In my previous post I provided a brief introduction about our target platform (Cocos2d-x on PowerVR GPUs), and a set of profiling rule and tools. In this post I will demonstrate how to work with PVRTune to identify performance bottlenecks.

Setup environment

If you are interested in exploring the Fantasy Warrior 3D game, you can find a video recording here and download the game code here.

1-Fantasy Warrior 3D - Cocos2d-x

The first step is to build the game by using the FantasyWarrior3DREADME.md instructions file. After that we can use the PVRHub and PVRTune to record the performance analysis file; I’ve uploaded my recording files here. These files have been recorded in the following environment:

  • Hardware information
    • Device name: Onda V989 tablet (Allwinner A80 chip, PowerVR Series6 G6230 GPU)
  • Software information
    • Android version: 4.4.2
    • Driver info: Version Rogue_DDK_Android_RSCompute rogueddk 1.4@3234138 (release) sunxi_android
    • PVRTuneDeveloper: v14.111.1 (SDK build 3.5@3530647)
    • PVRPerfServerDeveloper: v14.111.1 (SDK build 3.5@3533642)
    • PVRTrace recording libraries: v20 (SDK build 3.5@3533642)

Identifying performance bottlenecks

We can use PVRTune to identify bottlenecks in this game. I picked a representative frame (2338) in the recording file (*.pvrtune). The following will explain how to identify bottlenecks using the PVRTune. The bottlenecks usually fall into one of five categories:

  • CPU limited.
  • Vertex limited
  • V-Sync limited
  • Fragment limited
  • Bandwidth limited
CPU limited

A CPU limited application is often identifiable as an application suffering from poor performance or frame rate even though the graphics core usage is not high. In PVRTune this can be very easily identified since CPU limited applications have a CPU load that is at or near one hundred percent (a).

2-Fantasy Warrior 3D - PVRTuneOther identifying factors include gaps in the shader load, caused by the PowerVR hardware going to sleep while waiting for CPU operations to complete (b) or the GPU waiting for the next vsync interval.

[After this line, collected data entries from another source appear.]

Issue #32858, opened 2022-12-03
[DataMovement] [Blobs] Generate and merge all test recordings


amnguye:
### Library name and version

Azure.Storage.DataMovement; Azure.Storage.DataMovement.Blobs

### Query/Question

Undo live tests bracket and add all necessary json test recorded files

note: we don't want to add the large testing files. So maybe we need to add some tests with smaller blob sizes, so we dont generate such enormous json test recorded files.

https://github.com/Azure/azure-sdk-for-net/pull/32483

PR #32898, opened 2022-12-06
[Storage] [DataMovement] Local Resource Tests

amnguye:
Part of https://github.com/Azure/azure-sdk-for-net/issues/32858

### DIFF
--- a/sdk/storage/Azure.Storage.DataMovement/tests/LocalFileStorageResourceTests.cs
+++ b/sdk/storage/Azure.Storage.DataMovement/tests/LocalFileStorageResourceTests.cs
@@ -3,6 +3,7 @@
 
 using System;
 using System.Collections.Generic;
+using System.Drawing;
 using System.IO;
 using System.Linq;
 using System.Runtime.InteropServices;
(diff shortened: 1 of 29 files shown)


sdk/storage/Azure.Storage.DataMovement/tests/LocalFileStorageResourceTests.cs
```diff
@@ -82,60 +81,79 @@ public void Ctor_string()
...
             string path = await CreateRandomFileAsync(Path.GetTempPath(), size:0);
-            var data = GetRandomBuffer(size);
-            using (var stream = new MemoryStream(data))
+            try
             {
-                using FileStream fileStream = new FileStream(path, FileMode.OpenOrCreate);
-                await stream.CopyToAsync(fileStream);
-            }
+                var data = GetRandomBuffer(size);
+                using (var stream = new MemoryStream(data))
```
jalauzon-msft, line 92: Not sure the type returned by GetRandomBuffer but I _think_ you could consider using `File.WriteAllBytes()` to write the data to the local file instead of using a `MemoryStream` and copying it?

Just a thought as its probably doing the same thing. And if this is an established pattern in the file/package, then also fine to leave it for that reason.

jalauzon-msft: Also see this is only part of the diff because of indent so totally fine to leave it :)

jalauzon-msft (approved):
LGTM!

PR #32902, opened 2022-12-06
Add auto-generate sample for ProviderHub and Resources

dvbb:


sdk/providerhub/Azure.ResourceManager.ProviderHub/src/autorest.md
```diff
@@ -49,6 +49,12 @@ rename-rules:
   URI: Uri
   Etag: ETag|etag
 
+request-path-to-resource-name:
+  /subscriptions/{subscriptionId}/providers/Microsoft.ProviderHub/providerRegistrations/{providerNamespace}/resourcetypeRegistrations/{resourceType}/skus/{sku}: NestedResourceTypeSku
```
fengzhou-msft, line 53: Should this be `ResourceTypeSku`?

dvbb: It already has a model called [ResourceTypeSku](https://github.com/Azure/azure-sdk-for-net/blob/main/sdk/providerhub/Azure.ResourceManager.ProviderHub/src/Generated/Models/ResourceTypeSku.cs#L16)

fengzhou-msft: Can we rename that model to something like `ResourceTypeSkuInfo`? I don't think `{providerNamespace}/resourcetypeRegistrations/{resourceType}` is considered a nested resource. We should count the levels starting from `{providerNamespace}`. Therefore, this is a top level resource after it's registered altough we're registering it under `Microsoft.ProviderHub/providerRegistrations`. And the description of the `CreateOrUpdate` method of this request path also says `Creates or updates the resource type skus in the given resource type.`.

dvbb: fixed, change `NestedResourceTypeSku` => `ResourceTypeSkuInfo`

fengzhou-msft: I mean we use `ResourceTypeSku` for the resource name and rename the existing  `ResourceTypeSku` model to `ResourceTypeSkuInfo`. This way the resource names are relatively consistent.

fengzhou-msft (approved):

PR #32923, opened 2022-12-07
[Perf] Add pipeline parameter ToolsRepoCommitish

mikeharder:
- Allows manually running a perf pipeline against a branch or PR of the tools repo


weshaggard (approved):
Looks reasonable. At some point we may want to actually turn this into a repository ref instead of passing it in as a parameter. That will allow us to have automation to pin this to tags instead of defaulting to main.

mikeharder:
Closing for now.  These files will have more changes as part of #3530.

PR #32929, opened 2022-12-07
[Storage] [DataMovement] Rename encodedPath to path

### LINKED ISSUE #32924: [Storage] [DataMovement] [Blobs] Rename encodedPath to path
### Library name and version

Azure.Storage.DataMovement; Azure.Storage.DataMovement.Blobs

### Query/Question

A lot of places in the API randomly have encodedPath and path. We need to just have one name, probably path.

### Environment

_No response_

amnguye:
Resolves https://github.com/Azure/azure-sdk-for-net/issues/32924


amnguye:
I guess this is unrelated to the PR but looks like I need to rerecord the GetChildStorageResource tests

jalauzon-msft (approved):

PR #32937, opened 2022-12-07
Update the LoadTesting for stable release.

ArthurMa1978:


Yao725 (approved):

sdk/loadtestservice/Azure.ResourceManager.LoadTesting/src/Generated/Models/LoadTestResourcePageList.Serialization.cs
```diff
@@ -16,7 +16,7 @@ internal partial class LoadTestResourcePageList
     {
         internal static LoadTestResourcePageList DeserializeLoadTestResourcePageList(JsonElement element)
```
prativen, line 17: Should the suffix be PageList or ListResult? There are other places where ListResult is used as suffix for similar concept eg. LoadTestingQuotaListResult. The suffix should be consistent?

sdk/loadtestservice/Azure.ResourceManager.LoadTesting/src/autorest.md
```diff
@@ -20,7 +20,8 @@ irregular-plural-words:
   quota: quota
 
 rename-mapping:
-  LoadTestResource: LoadTesting
+  Resource: LoadTestingBaseResource
+  LoadTestResource: LoadTestingResource
   QuotaResource: LoadTestingQuota
   CheckQuotaAvailabilityResponse: LoadTestingQuotaAvailabilityResponse
```
prativen, line 26: CheckQuotaAvailabilityResponse: LoadTestingQuotaAvailability ?

sdk/loadtestservice/Azure.ResourceManager.LoadTesting/src/autorest.md
```diff
@@ -20,7 +20,8 @@ irregular-plural-words:
...
   EncryptionProperties: CustomerManagedKeyEncryptionProperties
```
prativen, line 27: QuotaBucketRequest: LoadTestingQuotaBucket?

prativen, line 27: OutboundEnvironmentEndpointCollection: OutboundEnvironmentEndpointPageList ?

prativen, line 27: QuotaResourceList: LoadTestingQuotaPageList?

sdk/loadtestservice/Azure.ResourceManager.LoadTesting/src/Generated/Models/LoadTestResourcePageList.Serialization.cs
ArthurMa1978: This is internal function that don't need to change the name

sdk/loadtestservice/Azure.ResourceManager.LoadTesting/src/autorest.md
ArthurMa1978: This is a common naming pattern for all CheckAvailability method and related models

sdk/loadtestservice/Azure.ResourceManager.LoadTesting/src/autorest.md
ArthurMa1978: cThis is a common naming pattern for a model which is used as a method parameter, end with `Content` suffix.

ArthurMa1978: Here the `Collection` is a reserved suffix for ResourceCollection, so here rename it, and the naming pattern is change the suffix from `Collection` to `ListResult`.

ArthurMa1978: Similar as above, the suffix is `ListResult` as it used as a result / response of a method.

prativen: @ArthurMa1978 in that case, should LoadTestResourcePageList be renamed to LoadTestResourceListResult

ArthurMa1978: The `LoadTestResourcePageList` is internal class that we don't need to rename, the rename function only works for all public class / interface / method.

PR #32939, opened 2022-12-07
initial commit for review with SDK team

imakhlin:
The intent of this PR is to:
1. Share and communicate the issues/questions/concerns with core SDK dev team
2. Demonstrate SDK development lifecycle


sdk/adp/tests.yml
```diff
@@ -0,0 +1,7 @@
+trigger: none
+
+extends:
+  template: /eng/pipelines/templates/stages/archetype-sdk-tests.yml
+  parameters:
+    ServiceDirectory: adp
+    SupportedClouds: 'Public'
```
benbp, line 7:
```suggestion
```

sdk/adp/test-resources.json
```diff
@@ -0,0 +1,85 @@
...
+                "description": "The location of the resource. By default, this is the same as the resource group."
+            }
+        }
+    },
+    "variables": {
+        "secretValue": "Very secret value"
+    },
+    "resources": [
+        {
+            "type": "Microsoft.KeyVault/vaults",
```
benbp, line 39: @jsquire @heaths is deploying a keyvault a live test template default or something?

jsquire: The template project uses one in its live tests, but it shouldn't be here unless it's needed.

PR #32943, opened 2022-12-07
Add DocumentModelAdministrationClientBuilderExtensions

rgylesbedford:
Allow DocumentModelAdministrationClient to be registered with IAzureClientFactoryBuilder


kinelski:
Hello @rgylesbedford, and thank you for your contribution.

Originally we didn't include ASP.NET Core integration for the `DocumentModelAdministrationClient` because, according to our [design guidelines](https://azure.github.io/azure-sdk/dotnet_implementation.html#integration-with-aspnet-core):
> ✅ DO provide integration extension methods for every top level client type users are expected to start with in the main namespace. Do not include integration extension methods for secondary clients, child clients, or clients in advanced namespaces.

`DocumentModelAdministrationClient` is considered a secondary client since most champion scenarios don't require it. We expect model management to be done via [Form Recognizer Studio](https://formrecognizer.appliedai.azure.com/studio) by most devs.

Do you have a specific scenario you want to support?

For this game we captured the following data:

3-Fantasy Warrior 3D - PVRTune (1)

3-Fantasy Warrior 3D - PVRTune (2)

We could see that the CPU load sits at just 12.0%, but there are really lots of big gaps in Tiler and Renderer timing blocks. So the PowerVR hardware has to sleep while waiting for instructions from the render thread 10612. So the biggest problem in this game is that the Cocos2d-x engine does not have an individual thread for rendering. For every frame, the render task must wait for the game logic to finish. You can find big gaps between graphics API calls for every frame in third row timing block. This means we are in a CPU limited scenario.

Vertex limited

Vertex limited applications are applications where the bottleneck comes from processing either large amounts of vertices per frame, or from the use of a complex vertex shader, or both. This can be identified by large gaps between Renderer tasks (a) while there is little or no gap between Tiler tasks (b).

5-Fantasy Warrior 3D - Vertex processing

Further information can be gained from the processing load in the Vertex and the Tiler load counters. If the Tiler active indicator is high (c) but Processing load: Vertex is not then the scene has too many vertices in it and the cost is coming from the tiling process. On the other hand, if Processing load: Vertex is high (d) but Tiler load is not, then the bottleneck is likely to be in the vertex shader.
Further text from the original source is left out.